(Task directions) Among the lines below, count those with "information". Give the total alone.
Content starts
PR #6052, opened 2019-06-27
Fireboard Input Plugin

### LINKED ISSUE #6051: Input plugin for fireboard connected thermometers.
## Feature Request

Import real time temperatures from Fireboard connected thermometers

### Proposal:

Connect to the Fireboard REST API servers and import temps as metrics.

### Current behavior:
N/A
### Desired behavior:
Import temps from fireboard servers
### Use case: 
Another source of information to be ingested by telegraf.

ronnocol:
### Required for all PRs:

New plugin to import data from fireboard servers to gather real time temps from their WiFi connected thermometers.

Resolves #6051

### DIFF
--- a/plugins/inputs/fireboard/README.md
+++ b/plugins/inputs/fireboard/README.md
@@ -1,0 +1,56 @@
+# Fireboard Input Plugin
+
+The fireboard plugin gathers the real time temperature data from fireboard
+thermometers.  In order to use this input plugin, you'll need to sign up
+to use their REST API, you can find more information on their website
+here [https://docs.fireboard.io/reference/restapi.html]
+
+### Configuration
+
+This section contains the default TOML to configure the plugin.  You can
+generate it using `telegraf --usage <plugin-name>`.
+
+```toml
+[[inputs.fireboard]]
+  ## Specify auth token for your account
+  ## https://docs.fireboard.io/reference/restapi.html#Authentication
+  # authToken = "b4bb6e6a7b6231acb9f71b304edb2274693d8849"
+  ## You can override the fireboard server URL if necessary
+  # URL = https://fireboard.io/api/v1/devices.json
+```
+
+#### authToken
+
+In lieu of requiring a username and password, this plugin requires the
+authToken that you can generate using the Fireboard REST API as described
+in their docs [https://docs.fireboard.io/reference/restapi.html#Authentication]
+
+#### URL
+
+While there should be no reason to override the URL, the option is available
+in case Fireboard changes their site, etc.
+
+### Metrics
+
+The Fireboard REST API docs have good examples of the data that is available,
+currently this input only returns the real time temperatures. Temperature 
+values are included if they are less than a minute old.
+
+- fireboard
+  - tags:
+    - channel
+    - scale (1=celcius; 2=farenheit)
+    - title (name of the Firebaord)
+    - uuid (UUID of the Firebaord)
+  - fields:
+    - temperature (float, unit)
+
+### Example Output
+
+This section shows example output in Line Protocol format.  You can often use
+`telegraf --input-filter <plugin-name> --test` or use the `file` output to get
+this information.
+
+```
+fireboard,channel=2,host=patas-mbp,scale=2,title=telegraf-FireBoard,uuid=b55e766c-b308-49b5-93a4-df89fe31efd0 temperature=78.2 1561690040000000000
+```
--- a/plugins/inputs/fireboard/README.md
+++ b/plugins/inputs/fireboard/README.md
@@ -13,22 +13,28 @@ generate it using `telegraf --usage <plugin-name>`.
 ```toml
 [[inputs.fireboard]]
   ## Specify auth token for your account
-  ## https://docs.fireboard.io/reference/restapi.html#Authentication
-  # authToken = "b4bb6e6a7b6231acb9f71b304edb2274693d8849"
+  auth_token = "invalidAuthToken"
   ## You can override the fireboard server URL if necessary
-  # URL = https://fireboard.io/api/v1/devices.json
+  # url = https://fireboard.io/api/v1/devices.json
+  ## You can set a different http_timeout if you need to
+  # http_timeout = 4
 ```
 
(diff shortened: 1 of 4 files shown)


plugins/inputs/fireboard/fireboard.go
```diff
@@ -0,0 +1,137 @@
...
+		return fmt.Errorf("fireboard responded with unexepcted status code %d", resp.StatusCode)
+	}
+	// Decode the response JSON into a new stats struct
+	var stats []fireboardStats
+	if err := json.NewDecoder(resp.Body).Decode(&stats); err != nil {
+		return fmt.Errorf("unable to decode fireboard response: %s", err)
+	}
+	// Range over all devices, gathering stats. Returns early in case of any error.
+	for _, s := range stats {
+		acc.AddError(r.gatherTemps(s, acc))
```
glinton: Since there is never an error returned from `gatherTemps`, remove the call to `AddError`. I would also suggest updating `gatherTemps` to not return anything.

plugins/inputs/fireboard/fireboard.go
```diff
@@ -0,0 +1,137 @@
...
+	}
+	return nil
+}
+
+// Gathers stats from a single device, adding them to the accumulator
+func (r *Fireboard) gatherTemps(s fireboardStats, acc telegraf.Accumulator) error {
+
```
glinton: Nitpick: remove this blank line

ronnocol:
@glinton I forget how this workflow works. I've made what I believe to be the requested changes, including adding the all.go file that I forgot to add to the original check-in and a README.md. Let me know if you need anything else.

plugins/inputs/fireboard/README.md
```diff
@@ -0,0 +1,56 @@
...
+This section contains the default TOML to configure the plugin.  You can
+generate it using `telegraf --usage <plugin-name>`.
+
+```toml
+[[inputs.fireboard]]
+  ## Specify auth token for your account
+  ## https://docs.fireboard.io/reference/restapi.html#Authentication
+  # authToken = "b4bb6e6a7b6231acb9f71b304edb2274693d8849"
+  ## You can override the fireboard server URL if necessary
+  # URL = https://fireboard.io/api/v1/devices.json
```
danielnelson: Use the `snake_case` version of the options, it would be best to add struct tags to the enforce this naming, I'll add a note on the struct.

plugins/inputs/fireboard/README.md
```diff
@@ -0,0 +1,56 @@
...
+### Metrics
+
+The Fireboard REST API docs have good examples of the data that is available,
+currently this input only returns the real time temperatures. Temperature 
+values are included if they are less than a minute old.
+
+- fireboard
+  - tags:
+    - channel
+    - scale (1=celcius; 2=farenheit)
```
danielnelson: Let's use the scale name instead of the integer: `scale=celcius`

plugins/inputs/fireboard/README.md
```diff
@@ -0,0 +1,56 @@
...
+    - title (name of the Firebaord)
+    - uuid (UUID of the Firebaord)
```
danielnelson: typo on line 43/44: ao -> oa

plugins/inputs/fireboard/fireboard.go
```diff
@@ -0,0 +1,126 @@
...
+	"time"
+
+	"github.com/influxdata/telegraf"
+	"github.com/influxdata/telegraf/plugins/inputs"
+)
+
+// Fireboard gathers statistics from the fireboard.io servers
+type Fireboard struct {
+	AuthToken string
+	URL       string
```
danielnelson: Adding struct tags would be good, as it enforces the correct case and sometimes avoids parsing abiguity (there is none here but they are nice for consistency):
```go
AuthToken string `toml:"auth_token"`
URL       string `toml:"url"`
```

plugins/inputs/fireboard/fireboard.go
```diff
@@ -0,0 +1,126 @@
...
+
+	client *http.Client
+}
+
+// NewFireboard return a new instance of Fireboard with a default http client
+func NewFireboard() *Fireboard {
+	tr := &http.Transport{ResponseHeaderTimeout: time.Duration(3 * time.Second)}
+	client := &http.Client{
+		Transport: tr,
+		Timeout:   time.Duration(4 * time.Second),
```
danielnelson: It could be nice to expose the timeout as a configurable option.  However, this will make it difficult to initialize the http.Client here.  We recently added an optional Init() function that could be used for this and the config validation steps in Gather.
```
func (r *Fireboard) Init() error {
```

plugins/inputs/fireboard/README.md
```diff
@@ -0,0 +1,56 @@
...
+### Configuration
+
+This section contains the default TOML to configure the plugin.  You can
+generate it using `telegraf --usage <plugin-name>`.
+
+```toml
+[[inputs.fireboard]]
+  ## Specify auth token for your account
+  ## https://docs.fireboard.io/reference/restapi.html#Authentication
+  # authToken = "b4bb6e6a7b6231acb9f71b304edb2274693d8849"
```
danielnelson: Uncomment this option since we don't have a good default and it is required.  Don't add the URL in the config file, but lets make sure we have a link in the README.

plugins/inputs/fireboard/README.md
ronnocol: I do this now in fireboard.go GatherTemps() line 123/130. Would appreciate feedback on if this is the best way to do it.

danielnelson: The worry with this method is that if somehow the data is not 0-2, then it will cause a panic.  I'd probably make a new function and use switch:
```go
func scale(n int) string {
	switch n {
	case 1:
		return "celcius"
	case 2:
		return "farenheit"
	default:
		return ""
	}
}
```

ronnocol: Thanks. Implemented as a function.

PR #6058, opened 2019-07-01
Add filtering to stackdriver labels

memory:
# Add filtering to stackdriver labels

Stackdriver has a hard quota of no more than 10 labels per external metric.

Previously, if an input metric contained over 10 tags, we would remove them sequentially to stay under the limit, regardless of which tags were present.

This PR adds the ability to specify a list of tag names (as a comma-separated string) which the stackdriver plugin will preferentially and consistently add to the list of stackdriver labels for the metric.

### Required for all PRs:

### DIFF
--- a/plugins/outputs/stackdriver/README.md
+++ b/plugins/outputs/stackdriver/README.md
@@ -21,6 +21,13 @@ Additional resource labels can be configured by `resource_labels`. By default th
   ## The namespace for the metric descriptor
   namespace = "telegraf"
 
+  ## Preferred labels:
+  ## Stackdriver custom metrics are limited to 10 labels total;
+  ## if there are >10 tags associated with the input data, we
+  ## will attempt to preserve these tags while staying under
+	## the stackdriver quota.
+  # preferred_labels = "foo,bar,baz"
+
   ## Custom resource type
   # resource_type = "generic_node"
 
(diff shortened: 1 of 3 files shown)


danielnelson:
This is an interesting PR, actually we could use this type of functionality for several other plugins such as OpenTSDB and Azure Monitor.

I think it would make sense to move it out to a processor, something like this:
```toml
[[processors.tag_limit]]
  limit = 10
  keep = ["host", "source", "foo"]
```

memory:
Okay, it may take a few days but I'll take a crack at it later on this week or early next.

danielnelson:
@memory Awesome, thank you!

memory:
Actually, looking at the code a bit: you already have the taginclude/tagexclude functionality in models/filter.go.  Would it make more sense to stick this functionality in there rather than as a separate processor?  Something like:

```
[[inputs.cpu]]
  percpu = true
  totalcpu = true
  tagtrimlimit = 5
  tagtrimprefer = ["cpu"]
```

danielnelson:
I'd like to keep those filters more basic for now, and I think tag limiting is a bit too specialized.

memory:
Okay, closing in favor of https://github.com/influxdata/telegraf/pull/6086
Content ends
(Task response) 3